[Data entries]

PR #253, opened 2024-05-08
fix: fix go sdk instructions

k3llymariee:
tried actually setting these up for the next demo day recording and noticed these were off. will let the quickstart team know also

### DIFF
--- a/internal/sdks/sdk_instructions/go.md
+++ b/internal/sdks/sdk_instructions/go.md
@@ -99,8 +99,7 @@ func main() {
 
 Now that your application is ready, run the application to see what value we get.
 ```shell
-export LAUNCHDARKLY_SDK_KEY=1234567890abcdef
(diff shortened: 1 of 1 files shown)


internal/sdks/sdk_instructions/go.md
```diff
@@ -99,9 +99,10 @@ func main() {
 
 Now that your application is ready, run the application to see what value we get.
 ```shell
+export LAUNCHDARKLY_SDK_KEY=1234567890abcdef
```
k3llymariee, line 102: the file gets the environment variable but we didn't actually set it anywhere. this could probably go at the top or here, doesn't matter much where

dbolson (approved):
[Looks like](https://ld-stg.launchdarkly.com/toggle-runner-demo/production/get-started/quickstart) I missed these changes.

PR #256, opened 2024-05-08
fix: set dynamic viewport height/width based on window size

k3llymariee:
depending on your terminal window size the header text wasn't always showing properly because we had a fixed height (and width) for the viewport on the show sdk step. it will now be set when the model is created, and also updated when the window size changes.

### DIFF
--- a/internal/quickstart/show_sdk_instructions.go
+++ b/internal/quickstart/show_sdk_instructions.go
@@ -52,11 +52,13 @@ func NewShowSDKInstructionsModel(
 	url string,
 	flagKey string,
 	environment *environment,
+	height int,
+	width int,
 ) tea.Model {
 	s := spinner.New()
 	s.Spinner = spinner.Points
 
-	vp := viewport.New(viewportWidth, viewportHeight)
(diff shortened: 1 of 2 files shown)


internal/quickstart/show_sdk_instructions.go
```diff
@@ -148,23 +174,13 @@ func (m showSDKInstructionsModel) View() string {
...
-using the %s SDK in your Default project & Test environment.
-
-You should have everything you need to get started, including the flag from
-the previous step and your environmnet key from your Test environment already
-embedded in the code!
-
-Open a new terminal window to get started.
+	headerHeight := lipgloss.Height(m.headerView())
+	footerHeight := lipgloss.Height(m.footerView())
+	containerHeight := lipgloss.Height("\nStep %d of %d\n")
```
k3llymariee, line 179: extra buffer for the text we set at the container level

dbolson (approved):

k3llymariee:
(this is causing the sdk instructions to get cut off in the viewport, not merging until i can get that fixed)

PR #258, opened 2024-05-09
chore: add usage template new resources command

k3llymariee:
Slims down the list of commands we show when running `ldcli --help`, and adds a new command to view the list of all available resource commands. 

Welcoming feedback on:
- which resources we show above-the-line and how we describe them
- want we want to call the ✨special commands✨ like config, completion, setup
- also anything else 😅 

Before:
image

After:
image

running
```shell
ldcli resources help
```
image


cmd/templates.go
```diff
@@ -0,0 +1,23 @@
...
+  {{rpad "setup" 29}} Setup guide to create your first feature flag
+  {{rpad "config" 29}} View and modify specific configuration values
+  {{rpad "completion" 29}} Generate the autocompletion script for the specified shell
+
+Resource Commands:
+  {{rpad "flags" 29}} List, create, modify, and delete feature flags, their statuses, and their expiring targets
+  {{rpad "environments" 29}} Create, delete, and update environments
+  {{rpad "projects" 29}} Create, destroy, and manage projects
+  {{rpad "members" 29}} Invite new members to an account
+  {{rpad "segments" 29}} List, create, modify, and delete segments
```
k3llymariee, line 17: these are snippets pulled out from the tag description in the openapi spec for each of these resources

cmd/resources/resources.go
```diff
@@ -169,6 +190,7 @@ func NewResourceCmd(
 	}
 
 	parentCmd.AddCommand(cmd)
+	parentCmd.Annotations[resourceName] = "resource"
```
k3llymariee, line 193: adding these annotations will allow us to pull each resource from the parent command when running `resources`

cmd/templates.go
```diff
@@ -0,0 +1,23 @@
...
+func getUsageTemplate() string {
+	return `Usage:
+  {{.CommandPath}} [command]
+
+Commands:
+  {{rpad "setup" 29}} Setup guide to create your first feature flag
+  {{rpad "config" 29}} View and modify specific configuration values
+  {{rpad "completion" 29}} Generate the autocompletion script for the specified shell
+
+Resource Commands:
```
mmrj, line 12:
```suggestion
Common resource commands:
```

cmd/templates.go
```diff
@@ -0,0 +1,23 @@
+package cmd
+
+func getUsageTemplate() string {
+	return `Usage:
+  {{.CommandPath}} [command]
+
+Commands:
+  {{rpad "setup" 29}} Setup guide to create your first feature flag
+  {{rpad "config" 29}} View and modify specific configuration values
+  {{rpad "completion" 29}} Generate the autocompletion script for the specified shell
```
mmrj, line 10: Dumb question, but I don't understand what this one means?

Will most ldcli users know what the autocompletion script does / why they'd want one? if yes, this is probably fine. if unsure, maybe something like "Generate a script to [some use/benefit] for the specified shell"

cmd/templates.go
```diff
@@ -0,0 +1,23 @@
+package cmd
+
+func getUsageTemplate() string {
+	return `Usage:
+  {{.CommandPath}} [command]
+
+Commands:
+  {{rpad "setup" 29}} Setup guide to create your first feature flag
```
mmrj, line 8:
```suggestion
  {{rpad "setup" 29}} Create your first feature flag using a step-by-step guide
```
just a suggestion - wanted to start this with a verb to match all the other commands

cmd/templates.go
mmrj: Well, this is embarassingly inconsistent 🙈 sorry about that! I can get this updated in the spec. In the meantime, couple of suggestions:

```suggestion
  {{rpad "flags" 29}} List, create, and modify feature flags and their targeting
  {{rpad "environments" 29}} List, create, and manage environments
  {{rpad "projects" 29}} List, create, and manage projects
  {{rpad "members" 29}} Invite new members to an account
  {{rpad "segments" 29}} List, create, modify, and delete segments
```
reasoning: 
- flags: flag status is very de-emphasized in new shell; you don't usually delete them (usually you archive); "modify" (the semantic patch) has most of its semantic patch instructions around variations and targeting
- environments, projects: use "manage" because you typically don't delete these either (and also so that not every description starts "list, create, modify, and delete" -- will be harder to read)

mmrj (approved):
Thanks @k3llymariee ! added a few suggestions

cmd/templates.go
k3llymariee: 👍 makes sense to me!

cmd/templates.go
k3llymariee: yeah i think so - this is a built in command from the CLI library we're using

mmrj: sounds good, thanks

dbolson (approved):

### Your goal
Set all of the data down again exactly.

### Exercise answer
PR #253, opened 2024-05-08
fix: fix go sdk instructions

k3llymariee:
tried actually setting these up for the next demo day recording and noticed these were off. will let the quickstart team know also

### DIFF
--- a/internal/sdks/sdk_instructions/go.md
+++ b/internal/sdks/sdk_instructions/go.md
@@ -99,8 +99,7 @@ func main() {
 
 Now that your application is ready, run the application to see what value we get.
 ```shell
-export LAUNCHDARKLY_SDK_KEY=1234567890abcdef
(diff shortened: 1 of 1 files shown)


internal/sdks/sdk_instructions/go.md
```diff
@@ -99,9 +99,10 @@ func main() {
 
 Now that your application is ready, run the application to see what value we get.
 ```shell
+export LAUNCHDARKLY_SDK_KEY=1234567890abcdef
```
k3llymariee, line 102: the file gets the environment variable but we didn't actually set it anywhere. this could probably go at the top or here, doesn't matter much where

dbolson (approved):
[Looks like](https://ld-stg.launchdarkly.com/toggle-runner-demo/production/get-started/quickstart) I missed these changes.

PR #256, opened 2024-05-08
fix: set dynamic viewport height/width based on window size

k3llymariee:
depending on your terminal window size the header text wasn't always showing properly because we had a fixed height (and width) for the viewport on the show sdk step. it will now be set when the model is created, and also updated when the window size changes.

### DIFF
--- a/internal/quickstart/show_sdk_instructions.go
+++ b/internal/quickstart/show_sdk_instructions.go
@@ -52,11 +52,13 @@ func NewShowSDKInstructionsModel(
 	url string,
 	flagKey string,
 	environment *environment,
+	height int,
+	width int,
 ) tea.Model {
 	s := spinner.New()
 	s.Spinner = spinner.Points
 
-	vp := viewport.New(viewportWidth, viewportHeight)
(diff shortened: 1 of 2 files shown)


internal/quickstart/show_sdk_instructions.go
```diff
@@ -148,23 +174,13 @@ func (m showSDKInstructionsModel) View() string {
...
-using the %s SDK in your Default project & Test environment.
-
-You should have everything you need to get started, including the flag from
-the previous step and your environmnet key from your Test environment already
-embedded in the code!
-
-Open a new terminal window to get started.
+	headerHeight := lipgloss.Height(m.headerView())
+	footerHeight := lipgloss.Height(m.footerView())
+	containerHeight := lipgloss.Height("\nStep %d of %d\n")
```
k3llymariee, line 179: extra buffer for the text we set at the container level

dbolson (approved):

k3llymariee:
(this is causing the sdk instructions to get cut off in the viewport, not merging until i can get that fixed)

PR #258, opened 2024-05-09
chore: add usage template new resources command

k3llymariee:
Slims down the list of commands we show when running `ldcli --help`, and adds a new command to view the list of all available resource commands. 

Welcoming feedback on:
- which resources we show above-the-line and how we describe them
- want we want to call the ✨special commands✨ like config, completion, setup
- also anything else 😅 

Before:
image

After:
image

running
```shell
ldcli resources help
```
image


cmd/templates.go
```diff
@@ -0,0 +1,23 @@
...
+  {{rpad "setup" 29}} Setup guide to create your first feature flag
+  {{rpad "config" 29}} View and modify specific configuration values
+  {{rpad "completion" 29}} Generate the autocompletion script for the specified shell
+
+Resource Commands:
+  {{rpad "flags" 29}} List, create, modify, and delete feature flags, their statuses, and their expiring targets
+  {{rpad "environments" 29}} Create, delete, and update environments
+  {{rpad "projects" 29}} Create, destroy, and manage projects
+  {{rpad "members" 29}} Invite new members to an account
+  {{rpad "segments" 29}} List, create, modify, and delete segments
```
k3llymariee, line 17: these are snippets pulled out from the tag description in the openapi spec for each of these resources

cmd/resources/resources.go
```diff
@@ -169,6 +190,7 @@ func NewResourceCmd(
 	}
 
 	parentCmd.AddCommand(cmd)
+	parentCmd.Annotations[resourceName] = "resource"
```
k3llymariee, line 193: adding these annotations will allow us to pull each resource from the parent command when running `resources`

cmd/templates.go
```diff
@@ -0,0 +1,23 @@
...
+func getUsageTemplate() string {
+	return `Usage:
+  {{.CommandPath}} [command]
+
+Commands:
+  {{rpad "setup" 29}} Setup guide to create your first feature flag
+  {{rpad "config" 29}} View and modify specific configuration values
+  {{rpad "completion" 29}} Generate the autocompletion script for the specified shell
+
+Resource Commands:
```
mmrj, line 12:
```suggestion
Common resource commands:
```

cmd/templates.go
```diff
@@ -0,0 +1,23 @@
+package cmd
+
+func getUsageTemplate() string {
+	return `Usage:
+  {{.CommandPath}} [command]
+
+Commands:
+  {{rpad "setup" 29}} Setup guide to create your first feature flag
+  {{rpad "config" 29}} View and modify specific configuration values
+  {{rpad "completion" 29}} Generate the autocompletion script for the specified shell
```
mmrj, line 10: Dumb question, but I don't understand what this one means?

Will most ldcli users know what the autocompletion script does / why they'd want one? if yes, this is probably fine. if unsure, maybe something like "Generate a script to [some use/benefit] for the specified shell"

cmd/templates.go
```diff
@@ -0,0 +1,23 @@
+package cmd
+
+func getUsageTemplate() string {
+	return `Usage:
+  {{.CommandPath}} [command]
+
+Commands:
+  {{rpad "setup" 29}} Setup guide to create your first feature flag
```
mmrj, line 8:
```suggestion
  {{rpad "setup" 29}} Create your first feature flag using a step-by-step guide
```
just a suggestion - wanted to start this with a verb to match all the other commands

cmd/templates.go
mmrj: Well, this is embarassingly inconsistent 🙈 sorry about that! I can get this updated in the spec. In the meantime, couple of suggestions:

```suggestion
  {{rpad "flags" 29}} List, create, and modify feature flags and their targeting
  {{rpad "environments" 29}} List, create, and manage environments
  {{rpad "projects" 29}} List, create, and manage projects
  {{rpad "members" 29}} Invite new members to an account
  {{rpad "segments" 29}} List, create, modify, and delete segments
```
reasoning: 
- flags: flag status is very de-emphasized in new shell; you don't usually delete them (usually you archive); "modify" (the semantic patch) has most of its semantic patch instructions around variations and targeting
- environments, projects: use "manage" because you typically don't delete these either (and also so that not every description starts "list, create, modify, and delete" -- will be harder to read)

mmrj (approved):
Thanks @k3llymariee ! added a few suggestions

cmd/templates.go
k3llymariee: 👍 makes sense to me!

cmd/templates.go
k3llymariee: yeah i think so - this is a built in command from the CLI library we're using

mmrj: sounds good, thanks

dbolson (approved):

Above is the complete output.